Work request
Your answer should be one number: how many lines below have the word "curl".

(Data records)

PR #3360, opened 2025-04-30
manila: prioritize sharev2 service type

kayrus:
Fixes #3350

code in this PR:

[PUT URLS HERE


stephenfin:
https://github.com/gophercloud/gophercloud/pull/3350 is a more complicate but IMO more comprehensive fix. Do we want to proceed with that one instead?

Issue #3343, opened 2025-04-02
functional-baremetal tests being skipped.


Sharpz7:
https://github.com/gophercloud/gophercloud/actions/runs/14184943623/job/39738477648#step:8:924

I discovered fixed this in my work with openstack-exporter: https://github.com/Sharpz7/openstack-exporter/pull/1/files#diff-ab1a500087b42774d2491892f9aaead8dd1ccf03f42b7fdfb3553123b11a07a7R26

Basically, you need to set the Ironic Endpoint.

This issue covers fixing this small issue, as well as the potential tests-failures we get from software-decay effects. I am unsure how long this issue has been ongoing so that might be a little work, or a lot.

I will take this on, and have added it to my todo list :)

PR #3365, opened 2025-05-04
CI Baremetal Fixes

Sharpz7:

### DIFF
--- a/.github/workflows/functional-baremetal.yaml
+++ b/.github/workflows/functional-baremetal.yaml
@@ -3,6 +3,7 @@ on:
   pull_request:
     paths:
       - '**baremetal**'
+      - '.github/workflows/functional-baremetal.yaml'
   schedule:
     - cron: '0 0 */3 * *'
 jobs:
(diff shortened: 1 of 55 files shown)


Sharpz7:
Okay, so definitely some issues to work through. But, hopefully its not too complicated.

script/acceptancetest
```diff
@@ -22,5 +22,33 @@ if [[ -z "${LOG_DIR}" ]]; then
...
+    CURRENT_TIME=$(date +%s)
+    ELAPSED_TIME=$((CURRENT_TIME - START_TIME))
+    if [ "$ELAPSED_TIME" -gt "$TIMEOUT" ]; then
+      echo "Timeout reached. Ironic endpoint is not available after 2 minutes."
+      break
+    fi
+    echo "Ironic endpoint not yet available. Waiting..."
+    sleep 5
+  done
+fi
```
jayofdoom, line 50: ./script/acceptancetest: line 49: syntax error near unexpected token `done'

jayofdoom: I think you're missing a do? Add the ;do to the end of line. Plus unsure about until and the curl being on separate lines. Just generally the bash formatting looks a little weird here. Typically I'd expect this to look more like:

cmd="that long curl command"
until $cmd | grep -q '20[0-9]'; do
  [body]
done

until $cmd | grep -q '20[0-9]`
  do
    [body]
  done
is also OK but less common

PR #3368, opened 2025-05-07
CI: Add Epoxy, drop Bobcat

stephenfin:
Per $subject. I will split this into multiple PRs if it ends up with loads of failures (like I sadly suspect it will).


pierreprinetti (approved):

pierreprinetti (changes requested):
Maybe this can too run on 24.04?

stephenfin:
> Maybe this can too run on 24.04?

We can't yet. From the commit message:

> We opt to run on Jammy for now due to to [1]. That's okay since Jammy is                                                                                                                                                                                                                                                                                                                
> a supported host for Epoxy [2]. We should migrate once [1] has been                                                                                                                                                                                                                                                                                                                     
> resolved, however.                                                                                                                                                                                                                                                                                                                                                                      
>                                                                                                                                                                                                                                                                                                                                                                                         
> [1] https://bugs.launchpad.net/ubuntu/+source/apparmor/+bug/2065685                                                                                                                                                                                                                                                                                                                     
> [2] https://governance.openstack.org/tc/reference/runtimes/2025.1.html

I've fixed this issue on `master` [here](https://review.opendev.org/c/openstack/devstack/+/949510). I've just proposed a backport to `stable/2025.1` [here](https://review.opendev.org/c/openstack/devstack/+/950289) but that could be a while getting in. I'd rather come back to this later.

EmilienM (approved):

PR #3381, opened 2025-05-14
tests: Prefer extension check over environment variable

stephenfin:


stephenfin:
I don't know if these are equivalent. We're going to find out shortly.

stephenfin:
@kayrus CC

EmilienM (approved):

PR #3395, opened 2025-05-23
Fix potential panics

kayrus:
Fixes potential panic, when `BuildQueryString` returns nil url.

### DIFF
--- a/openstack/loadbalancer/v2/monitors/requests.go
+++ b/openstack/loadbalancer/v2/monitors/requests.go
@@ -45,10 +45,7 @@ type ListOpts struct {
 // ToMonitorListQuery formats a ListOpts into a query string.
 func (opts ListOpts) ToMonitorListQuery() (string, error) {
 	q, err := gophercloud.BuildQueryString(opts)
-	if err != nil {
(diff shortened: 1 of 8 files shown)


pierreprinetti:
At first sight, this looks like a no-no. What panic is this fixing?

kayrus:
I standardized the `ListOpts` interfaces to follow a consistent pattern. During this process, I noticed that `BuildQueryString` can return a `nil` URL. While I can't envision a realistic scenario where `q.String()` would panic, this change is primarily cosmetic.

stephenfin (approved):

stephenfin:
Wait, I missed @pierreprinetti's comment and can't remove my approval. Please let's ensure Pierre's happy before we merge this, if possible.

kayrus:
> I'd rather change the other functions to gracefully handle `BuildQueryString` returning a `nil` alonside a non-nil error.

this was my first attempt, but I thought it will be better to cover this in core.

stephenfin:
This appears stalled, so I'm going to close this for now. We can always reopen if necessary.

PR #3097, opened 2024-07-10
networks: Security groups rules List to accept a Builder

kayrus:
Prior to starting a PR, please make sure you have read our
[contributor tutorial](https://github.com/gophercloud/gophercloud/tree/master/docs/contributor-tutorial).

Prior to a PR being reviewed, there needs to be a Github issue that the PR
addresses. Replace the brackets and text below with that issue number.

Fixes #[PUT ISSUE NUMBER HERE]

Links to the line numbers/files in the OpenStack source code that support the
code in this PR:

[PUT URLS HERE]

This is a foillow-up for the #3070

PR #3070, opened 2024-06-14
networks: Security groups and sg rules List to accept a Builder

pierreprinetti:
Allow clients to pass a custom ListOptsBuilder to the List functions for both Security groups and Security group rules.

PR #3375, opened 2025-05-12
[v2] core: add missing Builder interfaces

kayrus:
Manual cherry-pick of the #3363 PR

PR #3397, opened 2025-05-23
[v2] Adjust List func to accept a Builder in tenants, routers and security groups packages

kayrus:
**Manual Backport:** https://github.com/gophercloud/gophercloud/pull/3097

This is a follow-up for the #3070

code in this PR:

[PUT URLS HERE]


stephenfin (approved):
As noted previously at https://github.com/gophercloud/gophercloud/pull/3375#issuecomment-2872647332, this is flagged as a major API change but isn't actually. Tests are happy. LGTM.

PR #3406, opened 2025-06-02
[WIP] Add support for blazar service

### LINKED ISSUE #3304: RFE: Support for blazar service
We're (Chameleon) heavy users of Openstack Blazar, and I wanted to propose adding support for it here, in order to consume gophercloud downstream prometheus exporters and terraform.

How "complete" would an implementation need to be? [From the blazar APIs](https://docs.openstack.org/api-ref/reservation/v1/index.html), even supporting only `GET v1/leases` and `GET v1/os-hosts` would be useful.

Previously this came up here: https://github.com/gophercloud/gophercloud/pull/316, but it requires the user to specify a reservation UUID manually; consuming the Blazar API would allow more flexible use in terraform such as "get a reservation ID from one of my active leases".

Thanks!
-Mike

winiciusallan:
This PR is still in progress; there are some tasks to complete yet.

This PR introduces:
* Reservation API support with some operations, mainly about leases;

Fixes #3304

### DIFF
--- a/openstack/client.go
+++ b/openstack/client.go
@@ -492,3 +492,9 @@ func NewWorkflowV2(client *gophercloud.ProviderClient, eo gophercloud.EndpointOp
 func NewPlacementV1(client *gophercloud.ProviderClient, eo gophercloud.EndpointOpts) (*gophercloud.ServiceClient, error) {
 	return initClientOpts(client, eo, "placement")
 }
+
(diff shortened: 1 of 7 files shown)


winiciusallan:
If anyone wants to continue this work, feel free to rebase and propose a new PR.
* * *
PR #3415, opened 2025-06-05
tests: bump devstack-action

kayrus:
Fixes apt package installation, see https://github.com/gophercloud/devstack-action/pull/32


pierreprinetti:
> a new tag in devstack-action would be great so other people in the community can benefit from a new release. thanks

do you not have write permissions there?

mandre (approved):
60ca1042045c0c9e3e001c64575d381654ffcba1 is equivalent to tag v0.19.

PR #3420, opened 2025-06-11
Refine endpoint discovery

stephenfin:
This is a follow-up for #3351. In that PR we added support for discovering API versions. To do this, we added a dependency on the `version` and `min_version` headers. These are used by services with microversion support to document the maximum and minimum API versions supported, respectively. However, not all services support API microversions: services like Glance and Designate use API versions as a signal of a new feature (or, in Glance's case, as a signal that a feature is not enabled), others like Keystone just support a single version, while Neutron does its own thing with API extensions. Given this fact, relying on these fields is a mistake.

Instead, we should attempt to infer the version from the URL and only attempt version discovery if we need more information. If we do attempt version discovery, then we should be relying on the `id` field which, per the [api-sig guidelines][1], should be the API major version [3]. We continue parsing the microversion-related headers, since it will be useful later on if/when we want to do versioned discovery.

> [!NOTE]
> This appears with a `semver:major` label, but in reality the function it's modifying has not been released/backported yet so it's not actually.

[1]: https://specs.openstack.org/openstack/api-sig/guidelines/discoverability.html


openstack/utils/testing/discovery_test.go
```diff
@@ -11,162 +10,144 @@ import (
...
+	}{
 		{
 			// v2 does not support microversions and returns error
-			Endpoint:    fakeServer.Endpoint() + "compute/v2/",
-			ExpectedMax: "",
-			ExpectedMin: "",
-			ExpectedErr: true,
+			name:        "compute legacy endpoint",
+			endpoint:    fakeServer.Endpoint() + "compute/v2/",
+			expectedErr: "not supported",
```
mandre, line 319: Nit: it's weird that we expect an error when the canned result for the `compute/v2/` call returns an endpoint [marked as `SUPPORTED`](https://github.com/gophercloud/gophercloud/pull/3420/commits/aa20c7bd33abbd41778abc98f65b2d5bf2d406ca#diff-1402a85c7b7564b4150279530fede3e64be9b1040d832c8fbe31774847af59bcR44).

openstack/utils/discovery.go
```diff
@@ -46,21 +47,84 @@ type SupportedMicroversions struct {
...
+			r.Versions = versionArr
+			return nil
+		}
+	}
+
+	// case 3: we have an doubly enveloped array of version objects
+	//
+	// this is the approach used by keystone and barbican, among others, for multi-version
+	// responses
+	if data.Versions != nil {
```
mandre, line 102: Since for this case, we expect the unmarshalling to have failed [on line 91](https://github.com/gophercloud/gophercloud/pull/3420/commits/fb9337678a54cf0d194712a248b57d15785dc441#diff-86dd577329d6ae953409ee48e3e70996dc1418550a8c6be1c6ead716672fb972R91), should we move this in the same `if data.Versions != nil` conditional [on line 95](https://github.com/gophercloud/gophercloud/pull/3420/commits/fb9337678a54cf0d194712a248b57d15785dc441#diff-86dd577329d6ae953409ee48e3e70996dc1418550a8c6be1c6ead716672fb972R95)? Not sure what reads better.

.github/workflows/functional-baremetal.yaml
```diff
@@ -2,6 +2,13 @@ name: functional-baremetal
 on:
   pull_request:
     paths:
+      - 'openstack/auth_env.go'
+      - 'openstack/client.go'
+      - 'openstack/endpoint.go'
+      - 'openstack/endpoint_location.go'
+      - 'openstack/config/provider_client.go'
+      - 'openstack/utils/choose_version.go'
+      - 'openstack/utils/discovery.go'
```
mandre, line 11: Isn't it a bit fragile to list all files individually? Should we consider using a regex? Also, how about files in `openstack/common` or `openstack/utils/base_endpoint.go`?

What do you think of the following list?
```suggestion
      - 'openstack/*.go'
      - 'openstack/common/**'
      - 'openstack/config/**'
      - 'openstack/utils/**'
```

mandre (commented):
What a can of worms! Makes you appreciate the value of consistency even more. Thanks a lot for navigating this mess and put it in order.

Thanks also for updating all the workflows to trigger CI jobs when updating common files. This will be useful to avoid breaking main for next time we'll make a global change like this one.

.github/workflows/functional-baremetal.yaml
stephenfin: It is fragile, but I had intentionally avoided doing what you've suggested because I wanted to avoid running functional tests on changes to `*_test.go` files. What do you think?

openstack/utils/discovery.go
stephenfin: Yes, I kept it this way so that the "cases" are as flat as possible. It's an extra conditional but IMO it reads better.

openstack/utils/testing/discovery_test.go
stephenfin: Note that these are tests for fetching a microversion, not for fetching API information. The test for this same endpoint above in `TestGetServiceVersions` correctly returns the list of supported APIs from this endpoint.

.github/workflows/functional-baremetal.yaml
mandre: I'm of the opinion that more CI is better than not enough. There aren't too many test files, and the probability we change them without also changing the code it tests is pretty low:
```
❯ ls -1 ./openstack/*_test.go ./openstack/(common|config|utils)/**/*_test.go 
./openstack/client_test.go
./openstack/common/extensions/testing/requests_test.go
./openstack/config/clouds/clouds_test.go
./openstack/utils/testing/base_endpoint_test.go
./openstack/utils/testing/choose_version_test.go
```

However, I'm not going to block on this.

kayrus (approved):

Task result
2